Your objective: The response must reproduce every record in full.

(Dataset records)
++++

PR #711, opened 2022-10-05
Fixed wrong cached adx connection value returning for the selected adt instance

iremgokce:
### Summary of changes 🔍 
- Changed the cached value key in the adapter to map to the current ADT instance passed in parameter
- Increased the refresh rate for pulling adx connection information to 1 hour (thinking it won't be changed as frequent)

### Testing 🧪
Go to ADT3DScene page, after the first adx connection calls, change your environment in the EnvironmentPicker and see next adx connection calls are triggered (it used to return the cached value due to the same key)

### Checklist ✔️
- [x] Added relevant labels

### DIFF
--- a/src/Adapters/ADTAdapter.ts
+++ b/src/Adapters/ADTAdapter.ts
@@ -51,6 +51,7 @@ import ADTTwinLookupData from '../Models/Classes/AdapterDataClasses/ADTTwinLooku
 import axios, { AxiosError, AxiosInstance } from 'axios';
 import { DtdlInterface } from '../Models/Constants/dtdlInterfaces';
 import {
+    buildCacheKey,
     getDebugLogger,
     getModelContentType,
     parseDTDLModelsAsync
@@ -199,7 +200,7 @@ export default class ADTAdapter implements IADTAdapter {
             );
         if (useCache) {
             return this.adtTwinCache.getEntity(
-                twinId,
+                buildCacheKey('adt_twin', twinId),
                 getDataMethod,
                 forceRefresh
             );
@@ -234,7 +235,10 @@ export default class ADTAdapter implements IADTAdapter {
                 }
             });
 
-        return this.adtTwinToModelMappingCache.getEntity(twinId, getDataMethod);
+        return this.adtTwinToModelMappingCache.getEntity(
+            buildCacheKey('adt_model_id', twinId),
+            getDataMethod
+        );
     }
 
     async getAllAdtModels() {
@@ -292,7 +296,10 @@ export default class ADTAdapter implements IADTAdapter {
                     });
                 }
             });
-        return this.adtModelsCache.getEntity('adt_models', getDataMethod);
+        return this.adtModelsCache.getEntity(
+            buildCacheKey('adt_models', this.adtHostUrl),
+            getDataMethod
+        );
     }
 
     getADTModel(modelId: string) {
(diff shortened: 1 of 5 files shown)


src/Adapters/AzureManagementAdapter.ts
```diff
@@ -685,7 +685,10 @@ export default class AzureManagementAdapter implements IAzureManagementAdapter {
 
         if (useCache) {
             return this.timeSeriesConnectionCache.getEntity(
-                'adt_adx_connection_information',
+                `${
```
msnyder-msft, line 688: should we have a "BuildCacheKey" function so we use the same logci in the set as we do in the get?

msnyder-msft (approved):

src/Adapters/AzureManagementAdapter.ts
iremgokce: is this something you would think of @msnyder-msft ? https://github.com/microsoft/iot-cardboard-js/pull/711/commits/30c57457f1884c3f98989b71400cdec3354f8c27

src/Adapters/ADTAdapter.ts
```diff
@@ -199,7 +200,7 @@ export default class ADTAdapter implements IADTAdapter {
             );
         if (useCache) {
             return this.adtTwinCache.getEntity(
-                twinId,
+                buildCacheKey('adt_twin', twinId),
```
msnyder-msft, line 203: why are we changing the cache keys for twins and other entities?

src/Models/Classes/AdapterEntityCache.ts
```diff
@@ -47,12 +47,8 @@ class AdapterEntityCache<T extends IAdapterData> {
         }
     }
 
-    setEntity(
-        key: string,
-        getEntityData: () => Promise<AdapterResult<T>>
-    ): void {
-        const newCachedEntity = new CachedEntity(getEntityData);
```
msnyder-msft, line 54: this seems significant. Why do we change this from the ability to delay populating the data to forcing a resolved value? I thought this was being used already.

src/Adapters/ADTAdapter.ts
iremgokce: to make the keys more explicit. do you have an idea in your mind for buildCacheKey method? I dont see much contribution of adding that buildCacheKey method otherwise

msnyder-msft: I see. I was expecting the "buildCacheKey" to build this key.
 `adtInstanceIdentifier['hostName'] || adtInstanceIdentifier['id']`

That way we can use it when we add an item to the cache as well as reading it. BUT now I notice that we never actually call Set explicitly. We call get and pass a way to fetch the value if it's a cache miss. In that case I think your original approach is better.

src/Models/Classes/AdapterEntityCache.ts
iremgokce: `setEntity` was not being used anywhere, I revised it that way to use it in the `getEntity`. I can revert this change, but again  setEntity is not called anywhere

src/Adapters/ADTAdapter.ts
msnyder-msft: We don't really need the discriminator like `adt_twin` since every cache is separate so I think your original plan makes the most sense. Sorry for the confusion.

iremgokce: no worries, reverting changes about key then

pasanchMSFT (approved):
LGTM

++++

Task response:
PR #711, opened 2022-10-05
Fixed wrong cached adx connection value returning for the selected adt instance

iremgokce:
### Summary of changes 🔍 
- Changed the cached value key in the adapter to map to the current ADT instance passed in parameter
- Increased the refresh rate for pulling adx connection information to 1 hour (thinking it won't be changed as frequent)

### Testing 🧪
Go to ADT3DScene page, after the first adx connection calls, change your environment in the EnvironmentPicker and see next adx connection calls are triggered (it used to return the cached value due to the same key)

### Checklist ✔️
- [x] Added relevant labels

### DIFF
--- a/src/Adapters/ADTAdapter.ts
+++ b/src/Adapters/ADTAdapter.ts
@@ -51,6 +51,7 @@ import ADTTwinLookupData from '../Models/Classes/AdapterDataClasses/ADTTwinLooku
 import axios, { AxiosError, AxiosInstance } from 'axios';
 import { DtdlInterface } from '../Models/Constants/dtdlInterfaces';
 import {
+    buildCacheKey,
     getDebugLogger,
     getModelContentType,
     parseDTDLModelsAsync
@@ -199,7 +200,7 @@ export default class ADTAdapter implements IADTAdapter {
             );
         if (useCache) {
             return this.adtTwinCache.getEntity(
-                twinId,
+                buildCacheKey('adt_twin', twinId),
                 getDataMethod,
                 forceRefresh
             );
@@ -234,7 +235,10 @@ export default class ADTAdapter implements IADTAdapter {
                 }
             });
 
-        return this.adtTwinToModelMappingCache.getEntity(twinId, getDataMethod);
+        return this.adtTwinToModelMappingCache.getEntity(
+            buildCacheKey('adt_model_id', twinId),
+            getDataMethod
+        );
     }
 
     async getAllAdtModels() {
@@ -292,7 +296,10 @@ export default class ADTAdapter implements IADTAdapter {
                     });
                 }
             });
-        return this.adtModelsCache.getEntity('adt_models', getDataMethod);
+        return this.adtModelsCache.getEntity(
+            buildCacheKey('adt_models', this.adtHostUrl),
+            getDataMethod
+        );
     }
 
     getADTModel(modelId: string) {
(diff shortened: 1 of 5 files shown)


src/Adapters/AzureManagementAdapter.ts
```diff
@@ -685,7 +685,10 @@ export default class AzureManagementAdapter implements IAzureManagementAdapter {
 
         if (useCache) {
             return this.timeSeriesConnectionCache.getEntity(
-                'adt_adx_connection_information',
+                `${
```
msnyder-msft, line 688: should we have a "BuildCacheKey" function so we use the same logci in the set as we do in the get?

msnyder-msft (approved):

src/Adapters/AzureManagementAdapter.ts
iremgokce: is this something you would think of @msnyder-msft ? https://github.com/microsoft/iot-cardboard-js/pull/711/commits/30c57457f1884c3f98989b71400cdec3354f8c27

src/Adapters/ADTAdapter.ts
```diff
@@ -199,7 +200,7 @@ export default class ADTAdapter implements IADTAdapter {
             );
         if (useCache) {
             return this.adtTwinCache.getEntity(
-                twinId,
+                buildCacheKey('adt_twin', twinId),
```
msnyder-msft, line 203: why are we changing the cache keys for twins and other entities?

src/Models/Classes/AdapterEntityCache.ts
```diff
@@ -47,12 +47,8 @@ class AdapterEntityCache<T extends IAdapterData> {
         }
     }
 
-    setEntity(
-        key: string,
-        getEntityData: () => Promise<AdapterResult<T>>
-    ): void {
-        const newCachedEntity = new CachedEntity(getEntityData);
```
msnyder-msft, line 54: this seems significant. Why do we change this from the ability to delay populating the data to forcing a resolved value? I thought this was being used already.

src/Adapters/ADTAdapter.ts
iremgokce: to make the keys more explicit. do you have an idea in your mind for buildCacheKey method? I dont see much contribution of adding that buildCacheKey method otherwise

msnyder-msft: I see. I was expecting the "buildCacheKey" to build this key.
 `adtInstanceIdentifier['hostName'] || adtInstanceIdentifier['id']`

That way we can use it when we add an item to the cache as well as reading it. BUT now I notice that we never actually call Set explicitly. We call get and pass a way to fetch the value if it's a cache miss. In that case I think your original approach is better.

src/Models/Classes/AdapterEntityCache.ts
iremgokce: `setEntity` was not being used anywhere, I revised it that way to use it in the `getEntity`. I can revert this change, but again  setEntity is not called anywhere

src/Adapters/ADTAdapter.ts
msnyder-msft: We don't really need the discriminator like `adt_twin` since every cache is separate so I think your original plan makes the most sense. Sorry for the confusion.

iremgokce: no worries, reverting changes about key then

pasanchMSFT (approved):
LGTM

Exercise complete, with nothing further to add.